Bio: W.C. Chew received all his degrees from MIT. His research interests are in wave physics, specializing in fast algorithms for multiple scattering imaging and computational electromagnetics in the last 30 years. His recent research interest is in combining quantum theory with electromagnetics, and differential geometry with computational electromagnetics. After MIT, he joined Schlumberger-Doll Research in 1981. In 1985, he joined U Illinois Urbana-Champaign, was then the director of the Electromagnetics Lab from 1995-2007. During 2000-2005, he was the Founder Professor, 2005-2009 the YT Lo Chair Professor, and 2013-2017 the Fisher Distinguished Professor. During 2007-2011, he was the Dean of Engineering at The University of Hong Kong. He joined Purdue U in August 2017 as a Distinguished Professor. He has co-authored three books, many lecture notes, over 450 journal papers, and over 600 conference papers. He is a fellow of various societies, and an ISI highly cited author. In 2000, he received the IEEE Graduate Teaching Award, in 2008, he received the IEEE AP-S CT Tai Distinguished Educator Award, in 2013, elected to the National Academy of Engineering, and in 2015 received the ACES Computational Electromagnetics Award. He received the 2017 IEEE Electromagnetics Award. In 2018, he served as the IEEE AP-S President. He is a distinguished visiting professor at Tsinghua U, China, Hong Kong U, and National Taiwan U.
March 24, 2022
4:00 p.m. EDT
Title: Let the Data Flow!
Abstract: As the benefits from Moore’s Law diminish, future computing performance improvements will rely on specialized application accelerators. To justify the expense of designing an accelerator it should accelerate an important set of application areas. In my talk, I will explain how Reconfigurable Dataflow Accelerators (RDAs) can be used to accelerate a broad set of data intensive applications. RDAs can accelerate Machine Learning (ML) by efficiently executing the hierarchical dataflow that exists in many ML applications and models. I will explain how RDAs can also be used to accelerate irregular applications using a new programming model called Dataflow Threads. I will talk about future research directions for dataflow architectures including sparse ML applications, networking applications and dataflow architecture compilers
Bio: Kunle Olukotun is the Cadence Design Professor of Electrical Engineering and Computer Science at Stanford University. Olukotun is a pioneer in multi-core processor design and the leader of the Stanford Hydra chip multiprocessor (CMP) research project.

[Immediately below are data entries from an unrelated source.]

PR #4383, opened 2019-01-23
Add support for newest imagine version

alexander-schranz:
| Q | A
| --- | ---
| Bug fix? | no
| New feature? | yes
| BC breaks? | no
| Deprecations? | no
| License | MIT

#### What's in this PR?

Upgrade imagine library version to allow ^1.0.

#### Why?

To support webp in future release.

#### To Do

- [x] Test Animated gif

### DIFF
--- a/composer.json
+++ b/composer.json
@@ -33,7 +33,7 @@
         "goodby/csv": "^1.3",
         "guzzlehttp/guzzle": "^6.2",
         "guzzlehttp/psr7": "^1.5",
-        "imagine/imagine": "~0.6.1 || ~0.7.0",
+        "imagine/imagine": "~0.6.1 || ~0.7.0 || ^1.0",
         "jms/serializer": "^1.13",
         "jms/serializer-bundle": "^2.2",
         "layershifter/tld-extract": "^1.1",


composer.json
```diff
@@ -33,7 +33,7 @@
         "goodby/csv": "^1.3",
         "guzzlehttp/guzzle": "^6.2",
         "guzzlehttp/psr7": "^1.5",
-        "imagine/imagine": "~0.6.1 || ~0.7.0",
+        "imagine/imagine": "~0.6.1 || ~0.7.0 || ^1.0",
```
danrot: Since we are doing a major release anyway, wouldn't it make sense to remove the unstable versions here? Or is there a reason you are keeping them?

alexander-schranz: @danrot think that 0.6 and 0.7 is still more used as 1.0, because there where no releases for imagine a long time. So I would keep that as long as we can't to avoid conflicts if some other dependency require old imagine version.

danrot: I don't really get that... Can't we decide on our own what we want to use? It is just that we almost have no unstable dependencies (starting with a 0) anymore, and I would feel better if get rid of the few ones we have...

In 2017 Olukotun co-founded SambaNova Systems, a Machine Learning and Artificial Intelligence company, and continues to lead as their Chief Technologist. Prior to SambaNova Systems, Olukotun founded Afara Websystems to develop high- throughput, low-power multi-core processors for server systems. The Afara multi-core processor, called Niagara, was acquired by Sun Microsystems and now powers Oracle’s SPARC-based servers.

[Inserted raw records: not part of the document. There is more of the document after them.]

PR #4385, opened 2019-01-23
WIP: Fix usage of symfony cache with shared max age 0

alexander-schranz:
| Q | A
| --- | ---
| Bug fix? | yes
| New feature? | no
| BC breaks? | no
| Deprecations? | no
| License | MIT

#### What's in this PR?

Fix usage of symfony cache with shared max age 0.

#### Why?

Symfony will not cache if shared max age is set and 0 because of $response->getMaxAge() in $response->isCacheable() will return at first s-max-age.

#### Example Usage

~~~php
sulu_http_cache:
    handlers:
        public:
            max_age: 100 
            shared_max_age: 0
~~~

### DIFF
--- a/CHANGELOG.md
+++ b/CHANGELOG.md
@@ -2,6 +2,7 @@ CHANGELOG for Sulu
 ==================
 
 * release/1.5
+    * BUGFIX      #4385 [SuluHttpCacheBundle]   Fix usage of symfony cache with s-max-age 0
     * ENHANCEMENT #4367 [WebsiteBundle]         Remove false deprecation of WebsiteController::renderStructure
     * BUGFIX      #4376 [SecurityBundle]        Exclude role permissions in user API to improve performance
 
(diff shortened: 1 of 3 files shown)


danrot:
I would move that logic into the `HttpCache` component from Symfony, because I would like to have the `s-maxage` header set to whatever is set in the config for external browsers/proxies. Therefore the [`validate` method of the `HttpCache` component](https://github.com/symfony/symfony/blob/572864b/src/Symfony/Component/HttpKernel/HttpCache/HttpCache.php#L345) could be overridden, which will store the response in case the default implementation didn't. That means we would have to introduce another check in the `validate` method.

alexander-schranz:
@danrot did have a look at it but seems the validate method is not the only case where isCacheable is called or where logic is based on the getMaxAge function of the Response.

alexander-schranz:
Maybe obsolute after the changes in: https://github.com/symfony/symfony/pull/26532

danrot:
What does "maybe" mean? :slightly_smiling_face: Can we close this PR?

Olukotun is the Director of the Pervasive Parallel Lab and a member of the Data Analytics for What’s Next (DAWN) Lab, developing infrastructure for usable machine learning.
Olukotun is an ACM Fellow and IEEE Fellow for contributions to multiprocessors on a chip and multi-threaded processor design. Olukotun recently won the IEEE Computer Society’s Harry H. Goode Memorial Award and was also elected to the National Academy of Engineering.
Kunle received his Ph.D. in Computer Engineering from The University of Michigan.